GOAL OF THE EXERCISE:
Copy all the records exactly; the complete set is the expected result.

• • • • • • •

Issue #158, opened 2024-10-09
Bug when using --- inside a markdown code section


mcruzdev:
When using the following inside a blog post as markdown:

When you are using `- - - `block.

![image](https://github.com/user-attachments/assets/7428bd38-f18b-4559-a4a1-1837c51f5431)

The page looks like:

Without page content.

![image](https://github.com/user-attachments/assets/ac88e24b-c030-4a35-b1aa-db942dba2814)

ia3andy:
I think there is an issue with the frontmatter regex, I need to fix it

PR #1202, opened 2026-09-02
Correct getParentPath to not mangle urls when they have a host and scheme

holly-cummins:
#158 was the right idea, but it had an unfortunate bug that turned up in production; the `getParentPath()` method fails totally for full urls – ie, when `site.url` is set. Given a full URL it left the scheme and host in place, so the computed `relfileprefix` became /https://host/guides/ and every inter-document xref resolved to a 404.

I've checked this preserves the intended behaviour of #158 with fewer appalling side effects. I've also added some unit tests for the missing scenario, and a slightly higher level test which simulates the `site.url` scenario.


ia3andy (approved):
Thanks

PR #1212, opened 2026-09-04
fix: resolve <html lang> from page/site frontmatter instead of hardcoded "en"

and-y:
## Summary
- The `roq-base`, `roq-resume`, and `roq-linktree` theme layouts hardcoded `<html lang="en">`.
- Roq already resolves a page/site `lang` frontmatter key for the `og:locale` SEO meta tag (`seo.html` / `seoLocale.html`), so this reuses the same `page lang -> site lang -> JVM default locale` fallback chain for the `<html lang="...">` attribute.
- Documents the `lang` frontmatter key in `RoqFrontMatterKeys` and the `roq-frontmatter` skill doc.

## Test plan
- [x] New `RoqFrontMatterBaseThemeTest` assertions cover page-lang and page->site fallback via the `base-theme-site` fixture.
- [x] New `RoqFrontMatterHtmlLangGlobalFallbackTest` covers the JVM-default fallback (no `lang` set anywhere).
- [x] Added `<html lang>` smoke assertions to the existing `roq-resume` and `roq-linktree` theme integration tests.

### DIFF
--- a/roq-theme/linktree/runtime/src/main/resources/templates/theme-layouts/roq-linktree/default.html
+++ b/roq-theme/linktree/runtime/src/main/resources/templates/theme-layouts/roq-linktree/default.html
@@ -1,7 +1,8 @@
 {@io.quarkiverse.roq.frontmatter.runtime.model.Page page}
 {@io.quarkiverse.roq.frontmatter.runtime.model.Site site}
+{#let pageLang=page.data.lang?? siteLang=site.data.lang??}
 <!DOCTYPE html>
-<html lang="en" class="bg-slate-100 dark:bg-slate-900">
+<html lang="{pageLang ?: siteLang ?: global:locale}" class="bg-slate-100 dark:bg-slate-900">
 <head>
   <meta charset="UTF-8">
   <meta name="viewport" content="width=device-width, initial-scale=1.0">
@@ -13,3 +14,4 @@
   {#insert /}
 </body>
 </html>
+{/let}
--- a/roq-theme/linktree/runtime/src/main/resources/templates/theme-layouts/roq-linktree/default.html
+++ b/roq-theme/linktree/runtime/src/main/resources/templates/theme-layouts/roq-linktree/default.html
@@ -1,8 +1,7 @@
 {@io.quarkiverse.roq.frontmatter.runtime.model.Page page}
 {@io.quarkiverse.roq.frontmatter.runtime.model.Site site}
-{#let pageLang=page.data.lang?? siteLang=site.data.lang??}
 <!DOCTYPE html>
-<html lang="{pageLang ?: siteLang ?: global:locale}" class="bg-slate-100 dark:bg-slate-900">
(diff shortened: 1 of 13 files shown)


roq-theme/linktree/runtime/src/main/resources/templates/theme-layouts/roq-linktree/default.html
```diff
@@ -1,7 +1,8 @@
 {@io.quarkiverse.roq.frontmatter.runtime.model.Page page}
 {@io.quarkiverse.roq.frontmatter.runtime.model.Site site}
+{#let pageLang=page.data.lang?? siteLang=site.data.lang??}
 <!DOCTYPE html>
```
ia3andy, line 4: I wonder why it's not using the base theme

roq-theme/resume/runtime/src/main/resources/templates/theme-layouts/roq-resume/default.html
```diff
@@ -1,9 +1,13 @@
+{@io.quarkiverse.roq.frontmatter.runtime.model.Page page}
+{@io.quarkiverse.roq.frontmatter.runtime.model.Site site}
+{#let pageLang=page.data.lang?? siteLang=site.data.lang??}
 <!DOCTYPE html>
-<html lang="en">
```
ia3andy, line 2: same here

roq-theme/linktree/runtime/src/main/resources/templates/theme-layouts/roq-linktree/default.html
and-y: You're suggesting `roq-resume` and `roq-linktree` should extend `roq-base/default` (like `roq-default` does via `layout: roq-base/default`) instead of each defining their own `<html>` boilerplate. Is that right?

If so, should I fold that refactor into this PR (it'd let me drop the `lang` changes from these two files, since they'd inherit it from `roq-base`), or should I open a follow-up issue for the `roq-base` extraction and keep this PR scoped to the `lang` fix?

ia3andy (approved):

ia3andy (changes requested):
Ah, I've found an issue:
- global:locale is Locale.getDefault(). Qute renders it via .toString(), which produces underscore-separated tags like en_US. The HTML spec requires BCP 47 language tags, which use hyphens (en-US).
-  {#let} wrapping the entire document instead of just the right part

For the base theme stuff, that can be another PR. 

Sorry for the delay!

and-y:
Fixed both:

- Added a separate `global:htmlLocale` (`Locale#toLanguageTag()`, e.g. `en-US`) for the `<html lang>` fallback, keeping `global:locale` (`Locale#toString()`, e.g. `en_US`) as-is for `og:locale`.
- Dropped the `{#let}` wrapper: `JsonObject#getString("lang")` returns `null` for a missing key instead of throwing, so `page.data.getString('lang') ?: site.data.getString('lang') ?: global:htmlLocale` works inline in the attribute without a scoped binding.

Opened #1222 for the `roq-base` extraction.

ia3andy (approved):
Thanks that's way better!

• • • • • • •

RESULT OF THIS TASK:
Issue #158, opened 2024-10-09
Bug when using --- inside a markdown code section


mcruzdev:
When using the following inside a blog post as markdown:

When you are using `- - - `block.

![image](https://github.com/user-attachments/assets/7428bd38-f18b-4559-a4a1-1837c51f5431)

The page looks like:

Without page content.

![image](https://github.com/user-attachments/assets/ac88e24b-c030-4a35-b1aa-db942dba2814)

ia3andy:
I think there is an issue with the frontmatter regex, I need to fix it

PR #1202, opened 2026-09-02
Correct getParentPath to not mangle urls when they have a host and scheme

holly-cummins:
#158 was the right idea, but it had an unfortunate bug that turned up in production; the `getParentPath()` method fails totally for full urls – ie, when `site.url` is set. Given a full URL it left the scheme and host in place, so the computed `relfileprefix` became /https://host/guides/ and every inter-document xref resolved to a 404.

I've checked this preserves the intended behaviour of #158 with fewer appalling side effects. I've also added some unit tests for the missing scenario, and a slightly higher level test which simulates the `site.url` scenario.


ia3andy (approved):
Thanks

PR #1212, opened 2026-09-04
fix: resolve <html lang> from page/site frontmatter instead of hardcoded "en"

and-y:
## Summary
- The `roq-base`, `roq-resume`, and `roq-linktree` theme layouts hardcoded `<html lang="en">`.
- Roq already resolves a page/site `lang` frontmatter key for the `og:locale` SEO meta tag (`seo.html` / `seoLocale.html`), so this reuses the same `page lang -> site lang -> JVM default locale` fallback chain for the `<html lang="...">` attribute.
- Documents the `lang` frontmatter key in `RoqFrontMatterKeys` and the `roq-frontmatter` skill doc.

## Test plan
- [x] New `RoqFrontMatterBaseThemeTest` assertions cover page-lang and page->site fallback via the `base-theme-site` fixture.
- [x] New `RoqFrontMatterHtmlLangGlobalFallbackTest` covers the JVM-default fallback (no `lang` set anywhere).
- [x] Added `<html lang>` smoke assertions to the existing `roq-resume` and `roq-linktree` theme integration tests.

### DIFF
--- a/roq-theme/linktree/runtime/src/main/resources/templates/theme-layouts/roq-linktree/default.html
+++ b/roq-theme/linktree/runtime/src/main/resources/templates/theme-layouts/roq-linktree/default.html
@@ -1,7 +1,8 @@
 {@io.quarkiverse.roq.frontmatter.runtime.model.Page page}
 {@io.quarkiverse.roq.frontmatter.runtime.model.Site site}
+{#let pageLang=page.data.lang?? siteLang=site.data.lang??}
 <!DOCTYPE html>
-<html lang="en" class="bg-slate-100 dark:bg-slate-900">
+<html lang="{pageLang ?: siteLang ?: global:locale}" class="bg-slate-100 dark:bg-slate-900">
 <head>
   <meta charset="UTF-8">
   <meta name="viewport" content="width=device-width, initial-scale=1.0">
@@ -13,3 +14,4 @@
   {#insert /}
 </body>
 </html>
+{/let}
--- a/roq-theme/linktree/runtime/src/main/resources/templates/theme-layouts/roq-linktree/default.html
+++ b/roq-theme/linktree/runtime/src/main/resources/templates/theme-layouts/roq-linktree/default.html
@@ -1,8 +1,7 @@
 {@io.quarkiverse.roq.frontmatter.runtime.model.Page page}
 {@io.quarkiverse.roq.frontmatter.runtime.model.Site site}
-{#let pageLang=page.data.lang?? siteLang=site.data.lang??}
 <!DOCTYPE html>
-<html lang="{pageLang ?: siteLang ?: global:locale}" class="bg-slate-100 dark:bg-slate-900">
(diff shortened: 1 of 13 files shown)


roq-theme/linktree/runtime/src/main/resources/templates/theme-layouts/roq-linktree/default.html
```diff
@@ -1,7 +1,8 @@
 {@io.quarkiverse.roq.frontmatter.runtime.model.Page page}
 {@io.quarkiverse.roq.frontmatter.runtime.model.Site site}
+{#let pageLang=page.data.lang?? siteLang=site.data.lang??}
 <!DOCTYPE html>
```
ia3andy, line 4: I wonder why it's not using the base theme

roq-theme/resume/runtime/src/main/resources/templates/theme-layouts/roq-resume/default.html
```diff
@@ -1,9 +1,13 @@
+{@io.quarkiverse.roq.frontmatter.runtime.model.Page page}
+{@io.quarkiverse.roq.frontmatter.runtime.model.Site site}
+{#let pageLang=page.data.lang?? siteLang=site.data.lang??}
 <!DOCTYPE html>
-<html lang="en">
```
ia3andy, line 2: same here

roq-theme/linktree/runtime/src/main/resources/templates/theme-layouts/roq-linktree/default.html
and-y: You're suggesting `roq-resume` and `roq-linktree` should extend `roq-base/default` (like `roq-default` does via `layout: roq-base/default`) instead of each defining their own `<html>` boilerplate. Is that right?

If so, should I fold that refactor into this PR (it'd let me drop the `lang` changes from these two files, since they'd inherit it from `roq-base`), or should I open a follow-up issue for the `roq-base` extraction and keep this PR scoped to the `lang` fix?

ia3andy (approved):

ia3andy (changes requested):
Ah, I've found an issue:
- global:locale is Locale.getDefault(). Qute renders it via .toString(), which produces underscore-separated tags like en_US. The HTML spec requires BCP 47 language tags, which use hyphens (en-US).
-  {#let} wrapping the entire document instead of just the right part

For the base theme stuff, that can be another PR. 

Sorry for the delay!

and-y:
Fixed both:

- Added a separate `global:htmlLocale` (`Locale#toLanguageTag()`, e.g. `en-US`) for the `<html lang>` fallback, keeping `global:locale` (`Locale#toString()`, e.g. `en_US`) as-is for `og:locale`.
- Dropped the `{#let}` wrapper: `JsonObject#getString("lang")` returns `null` for a missing key instead of throwing, so `page.data.getString('lang') ?: site.data.getString('lang') ?: global:htmlLocale` works inline in the attribute without a scoped binding.

Opened #1222 for the `roq-base` extraction.

ia3andy (approved):
Thanks that's way better!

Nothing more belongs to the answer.